■ SUPPLIED RECORDS
================================

PR #164, opened 2015-01-22
Refactor handling of multiple return values from Lua commands

immerrr:
This PR revisits returning multiple values from splash commands exported to Lua.

* It drops `unpacks_multiple_return_values` flag as it is unnecessary: tuples
  will be returned as Lua pseudo-tuples, lists will be returned as tables following `lupa` convention

* pseudo-tuples will contain the exact number of elements that were in
  their Python equivalent, regardless of None/nil values.

TODO:
- [x] ~~maybe there's a way to test arbitrary commands, like those that return `None`, lists or dicts as one of their return values~~ not worth it
- [x] I couldn't verify that tracebacks do not include code from `splash.lua`, because of issues with pcall (they deserve a separate issue)

### DIFF
--- a/splash/lua_modules/splash.lua
+++ b/splash/lua_modules/splash.lua
@@ -1,15 +1,35 @@
+-- This function works very much like standard Lua assert, but:
 --
--- Python Splash commands return `ok, result` pairs; this decorator
--- raises an error if "ok" is false and returns "result" otherwise.
+-- * the first argument is the stack level to report the error at (1 being
+--   current level, like for `error` function)
+-- * it strips the flag if it evaluates to true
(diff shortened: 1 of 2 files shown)


immerrr:
Also, something is wrong with error handling...

immerrr:
Error handling fixed, the question about testing arbitrary commands still stands.

kmike:
It seems that to test arbitrary commands we need to refactor Splash and LuaRender and extract something like _PyLuaObject and _Dispatcher from them. I think it doesn't worths it now; we don't have arbitrary commands ;)

immerrr:
Then there's nothing to add to it. Please review at your convenience :)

================================

■ WHAT YOU NEED TO DO
Output all of the listing exactly as written.

■ TASK OUTPUT
PR #164, opened 2015-01-22
Refactor handling of multiple return values from Lua commands

immerrr:
This PR revisits returning multiple values from splash commands exported to Lua.

* It drops `unpacks_multiple_return_values` flag as it is unnecessary: tuples
  will be returned as Lua pseudo-tuples, lists will be returned as tables following `lupa` convention

* pseudo-tuples will contain the exact number of elements that were in
  their Python equivalent, regardless of None/nil values.

TODO:
- [x] ~~maybe there's a way to test arbitrary commands, like those that return `None`, lists or dicts as one of their return values~~ not worth it
- [x] I couldn't verify that tracebacks do not include code from `splash.lua`, because of issues with pcall (they deserve a separate issue)

### DIFF
--- a/splash/lua_modules/splash.lua
+++ b/splash/lua_modules/splash.lua
@@ -1,15 +1,35 @@
+-- This function works very much like standard Lua assert, but:
 --
--- Python Splash commands return `ok, result` pairs; this decorator
--- raises an error if "ok" is false and returns "result" otherwise.
+-- * the first argument is the stack level to report the error at (1 being
+--   current level, like for `error` function)
+-- * it strips the flag if it evaluates to true
(diff shortened: 1 of 2 files shown)


immerrr:
Also, something is wrong with error handling...

immerrr:
Error handling fixed, the question about testing arbitrary commands still stands.

kmike:
It seems that to test arbitrary commands we need to refactor Splash and LuaRender and extract something like _PyLuaObject and _Dispatcher from them. I think it doesn't worths it now; we don't have arbitrary commands ;)

immerrr:
Then there's nothing to add to it. Please review at your convenience :)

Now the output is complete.